## Exercise directions
Among the lines of this material, find those holding the word "unknown" and report how many there are, with nothing added.

## Extracted information
----------------

PR #390, opened 2017-12-04
Craft fallbacks for detectors without luacontroller enabled

CloudyProton:
As of now, users who disable mesecons_luacontroller do not have an option to craft node or object detectors. Add check.

### DIFF
--- a/mesecons_detector/init.lua
+++ b/mesecons_detector/init.lua
@@ -99,14 +99,25 @@ minetest.register_node("mesecons_detector:object_detector_on", {
 	on_blast = mesecon.on_blastnode,
 })
 
-minetest.register_craft({
-	output = 'mesecons_detector:object_detector_off',
-	recipe = {
-		{"default:steel_ingot", "default:steel_ingot", "default:steel_ingot"},
-		{"default:steel_ingot", "mesecons_luacontroller:luacontroller0000", "default:steel_ingot"},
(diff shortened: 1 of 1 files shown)


numberZero:
What if they disable mesecons_microcontroller as well?

CloudyProton:
Hmm hadn't thought of that. It might be unreasonable to expect a craft recipe for every combination of enabling/disabling between 30 something sub-mods. Maybe it should ultimately have a default:<materials> fallback?

numberZero:
Er, nvm; it was that way for 5 years.

> Maybe it should ultimately have a default: fallback?

Maybe; e.g. mese crystal fragment. Or some mesecon material, like silicon; dunno. @DS-Minetest any ideas?

DS-Minetest:
Perhaps add use for a second fallback fpga and for a third one a gate and for last one insulated mesecon wire?

numberZero:
@CloudyProton don’t check, register both recipes.

CloudyProton:
While that is more streamlined, a disabled component still shows up as "unknown item" in crafting guides. Or should it be the job of craft guide mods to cull recipes with unknown ingredients?

numberZero:
> Or should it be the job of craft guide mods to cull recipes with unknown ingredients?

Exactly. Unified Inventory does that well AFAIK.

numberZero:
@CloudyProton Thanks for the code.
P.S. Please always make sure you don’t add trailing spaces etc.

----------------

## Written solution
2